I can go into more details about her problems, their solutions and their causes with potential new homes but in the meantime please bear in mind that overall she is a fantastic dog who has had it really hard in the past and now just needs that perfect home for life.

PM me for further information.

Thanks


----------



## sid.lola (Apr 1, 2009)

bump.




...


----------



## sid.lola (Apr 1, 2009)

bump.




...


----------



## thedogsmother (Aug 28, 2008)

Shes totally gorgeous, I hope you manage to find that perfect home for her.


----------



## Wyrd (Jul 27, 2010)

Have you tried Dog Pages Forum? They have a private rehoming section on there


----------



## Shrap (Nov 22, 2010)

Oh dear... Don't tempt me


----------



## sid.lola (Apr 1, 2009)

Wyrd said:


> Have you tried Dog Pages Forum? They have a private rehoming section on there


thanks I will


----------



## SpringerHusky (Nov 6, 2008)

She looks like a large dachund, she's lovely 

Sorry you have to find a new home for her, good luck x


----------



## kerrypn (Jul 25, 2011)

My goodness what a beauty :001_tt1:

I would love to offer Emma a home, but I don't think we would match your requirements for her new family 

I hope Emma gets a new home soon, such a gorgeous baby, and a mix of 2 beautiful breeds.

Please let us know if she gets a new home(or if not how I can fill in a form lol )


----------



## sid.lola (Apr 1, 2009)

kerrypn said:


> My goodness what a beauty :001_tt1:
> 
> I would love to offer Emma a home, but I don't think we would match your requirements for her new family
> 
> ...


which requirements do you think you don't meet?


----------



## kerrypn (Jul 25, 2011)

I don't think we would have enough experience to deal with complex needs that have arisen from how she has been treated previously.

Also, since we posted we are adopting a beautiful GSD bitch from rescue(when I replied we were looking to rescue a dog), she is arriving tomorrow.
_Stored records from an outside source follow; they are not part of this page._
PR #1336, opened 2024-07-22
Fix #1334: add retry + sleep to github team-repo sync

### LINKED ISSUE #1334: github sync nonetype error when listing repo-teams
**Bug Template**

*Description*:

GitHub sync crashes when listing repo-teams with a Nonetype error;

*To Reproduce*:

Not sure why this suddenly started failing.

*Logs*:

Crash:
```
  File "PATH/cartography/intel/github/teams.py", line 174, in sync_github_teams
    team_repos = _get_team_repos_for_multiple_teams(teams_paginated.nodes, organization, github_url, github_api_key)
  File "PATH/cartography/util.py", line 192, in timed
  File "PATH/cartography/intel/github/teams.py", line 63, in _get_team_repos_for_multiple_teams
    repo_urls = [t['url'] for t in team_repos.nodes] if team_repos.nodes else []
  File "PATH/cartography/intel/github/teams.py", line 63, in <listcomp>
    repo_urls = [t['url'] for t in team_repos.nodes] if team_repos.nodes else []
```

0.93.0

achantavy:
Adds a retry with sleep to `_get_team_repos_for_multiple_teams` because we have seen the GitHub GraphQL API sometimes return None for fields that are not supposed to be None.

- https://github.com/lyft/cartography/issues/1334

Added unit tests.

### Checklist

- [x] Update/add unit or integration tests

If you are modifying or implementing an intel module:
- [ ] Update the [schema](https://github.com/lyft/cartography/tree/master/docs/root/modules) and [readme](https://github.com/lyft/cartography/blob/master/docs/schema/README.md)
- [ ] Use the NodeSchema [data model](https://lyft.github.io/cartography/dev/writing-intel-modules.html#defining-a-node)

### DIFF
--- a/cartography/intel/github/teams.py
+++ b/cartography/intel/github/teams.py
@@ -49,7 +49,7 @@ def get_teams(org: str, api_url: str, token: str) -> Tuple[PaginatedGraphqlData,
 
 @timeit
 def _get_team_repos_for_multiple_teams(
-        team_raw_data: List[Dict[str, Any]],
+        team_raw_data: list[dict[str, Any]],
         org: str,
         api_url: str,
         token: str,
--- a/cartography/intel/github/teams.py
+++ b/cartography/intel/github/teams.py
@@ -53,15 +53,15 @@ def _get_team_repos_for_multiple_teams(
         org: str,
         api_url: str,
         token: str,
-) -> dict[str, set[RepoPermission]]:
-    result: dict[str, set[RepoPermission]] = {}
+) -> dict[str, list[RepoPermission]]:
+    result: dict[str, list[RepoPermission]] = {}
     for team in team_raw_data:
         team_name = team['slug']
         repo_count = team['repositories']['totalCount']
 
         if repo_count == 0:
             # This team has access to no repos so let's move on
-            result[team_name] = set()
+            result[team_name] = []
             continue
 
         repo_urls = []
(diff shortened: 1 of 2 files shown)


cartography/intel/github/teams.py
```diff
@@ -45,26 +49,53 @@ def get_teams(org: str, api_url: str, token: str) -> Tuple[PaginatedGraphqlData,
...
+
+        max_tries = 5
+
+        for current_try in range(1, max_tries + 1):
+            team_repos = _get_team_repos(org, api_url, token, team_name)
+
+            try:
+                # The `or []` is because `.nodes` can be None. See:
+                # https://docs.github.com/en/graphql/reference/objects#teamrepositoryconnection
+                for repo in team_repos.nodes or []:
```
heryxpc, line 78: Trying to understand the Python magic here.
If `team_repos.nodes == None` then the for condition will break before assigning any element from the iterable to `repo`?

heryxpc (dismissed):

cartography/intel/github/teams.py
achantavy: If `team_repos.nodes` is None, then the for loop will iterate through the empty list. See this:

```python
>>> derp = {'a': [1,2,3], b: None}
>>> for r in derp['a'] or []:
...   print(r)
...
1
2
3
>>> for r in derp['b'] or []:
...   print(r)
...
# prints nothing
```

heryxpc (approved):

Emma does look a total sweetheart though, I hope she does find a good home, its so hard when rescuing because I would literally adopt all of them if I could, but I think if Emma needs to be rehomed as an only dog/with a male dog only we would not be right for her as we are now adopting Kilo 

Do let us know how she gets on, she really is beautiful x

(feel so guilty for not being able to rescue all these dogs, give her a big stroke and hope she finds her forever home soon)


----------